She closed her eyes against the feeling of sinking that took hold each time he touched her.
“No. I…” Memories battered the edges of her mind, trampling through her disordered understanding, rioting to be heard if she could only figure out how. “It’s not real. I know it’s not real, but…”
“What’s not real?” he asked.
Breaking her vow not to scare Cole away by doing what she’d longed to since first setting eyes on him, she kissed him. Those inviting lips, chiseled cheekbones, and the lids of his bad-boy eyes. She tasted him…and…she remembered.
A savory mixture of needing and wanting and having burst to life within her. It wasn’t a beginning, the molten desire that consumed her. It held the full-on rage of completion. It was a craving for something she’d denied herself for too long, something that could own her forever, in ways that would refuse to let her go.
Her hands brushed up Cole’s arms. She clung to his shoulders just as she’d promised herself she wouldn’t. Her heart beat wildly against her ribs, her body betraying her, until all of her was throbbing as if they’d just made love.
“Shaw?” His grip on her tightened in a predatory way. “No.”

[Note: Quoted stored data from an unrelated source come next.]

PR #7462, opened 2026-08-03
feat: let a sandbox reach the models and MCP servers it was granted (4/11)

ibuildthecloud:
A sandbox authenticates as itself. Its credential carries a group that marks it
as a hosted agent rather than a person, and that group reaches the MCP gateway
and the model proxy and nothing else -- so a credential taken out of a sandbox
cannot enumerate or modify Obot resources.

An agent is authorized against the servers its template was granted rather than
against a user's access, because the agent is not acting as the user: the
template says what it may use, and that list is the whole of it.

Model resolution is shared between the API, which decides whether an agent can
be launched, and the controller, which writes the endpoints into a sandbox's
configuration. If those two disagreed a user would be offered an agent that
then resolves no models. Portable references resolve a template's "<source>::
<key>" naming to whatever local ID an installation generated, which is what
lets one template work everywhere.

---

Part 4 of an 11-PR stack. Base: `feat/hosted-agents-03-kubernetes-backend`.

## Stack

1. #7459 — Resource model
**→ 4. #7462 — Sandbox reachability (models + MCP)** (this PR)
8. #7466 — REST API
9. #7467 — Admin UI
10. #7468 — User UI


pkg/api/authz/hostedagent.go
```diff
@@ -0,0 +1,52 @@
...
+import (
+	"net/http"
+
+	"github.com/obot-platform/nah/pkg/router"
+	v1 "github.com/obot-platform/obot/pkg/storage/apis/obot.obot.ai/v1"
+	"github.com/obot-platform/obot/pkg/system"
+)
+
+func (a *Authorizer) checkHostedAgent(req *http.Request, resources *Resources, u User) (bool, error) {
+	if resources.HostedAgentID == "" || u.IsAdmin || u.IsAuditor {
```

Then he was pushing her back.
“I’m so sorry,” she whispered. Humiliated, she made herself stay perfectly still as he slid her feet to the ground.
He would go away now for sure. He’d go away and always think of her as the crazy woman who’d thrown herself at him with absolutely no provocation. She’d accosted him. And where a minute ago she’d bristled at the effortless superiority he’d exuded when he’d waltzed in her front door and once more began asking questions, she couldn’t bear the thought of him leaving now.
She swayed, the effect of her near-sleepless night and the onslaught of anxiety she’d been enduring since her nightmare suddenly overwhelming her.
“Damn it.” The gruff edge to his voice could have been understanding. More likely, it was pity. “Let’s find you somewhere to sit down.”
She gasped when he picked her up, cradling her close, her knees draped over his arm. She tensed to resist, as she had in the kitchen. But her butt nestled so perfectly against the taut muscles rippling beneath the T-shirt he still wore without a jacket, despite the winter temps outside. She found it impossible to push herself away. He walked the rest of the way to the office, as if he’d been there countless times before. He nudged the half-open door wide with the toe of one boot and carted her toward the enormous leather chair behind the mahogany desk.
She expected him to put her down and to back away nervously. Instead, he laid his bag aside and sat. He curled her into his lap as if he wasn’t any more ready to let go than she was. Her head nestled beneath his chin as though it had been crafted to fit precisely there.
“Are you okay, darlin’?” he asked, and it was him saying darlin’, in this room, while she was safe in his embrace, that shredded the rest of her control.
She melted against him, into him, useless tears leaking from the corners of her eyes no matter how hard she tried to blink them away. She had never felt weaker, more defeated, and she had no idea why.
Why now? After weeks of successfully battling the all-consuming emptiness inside her, why did Cole have to be there to witness the last of her defenses come crashing down?
It made no sense, except that he was holding her again, stroking her back and her hair with gentle hands. He was murmuring soft, understanding things, and he knew how to say each word to touch her deep inside. His hold and the contours of his long, lean body were a perfect fit for every part of her. She couldn’t get close enough.
And yet, bizarrely, it made her hurt, feeling his boundaries evaporate along with hers. It made her miss something that didn’t exist outside the chaos in her mind. Except he seemed to be feeling the same things, too. His hold on her was tightening, even as his fingers brushed like a whisper at the moisture on her face.
“Don’t cry,” he said. “It’s going to be okay, Shaw. I won’t let him hurt you anymore.”
It was a simple promise. But his words were moving in her mind, through her memories, unsettling and refocusing things, sending her spiraling into the darkness that had eclipsed her past…
…She was eighteen again, waiting in the office and terrified. She was a teenager with no control, nowhere to run, and no way to avoid the menacing presence in her life. But she wasn’t going to let him see her fear. She wasn’t going to cry one more time.
She was a Cassidy. She could be as powerful and strong as she needed to be. And she’d never needed that legendary Cassidy grit more than this moment.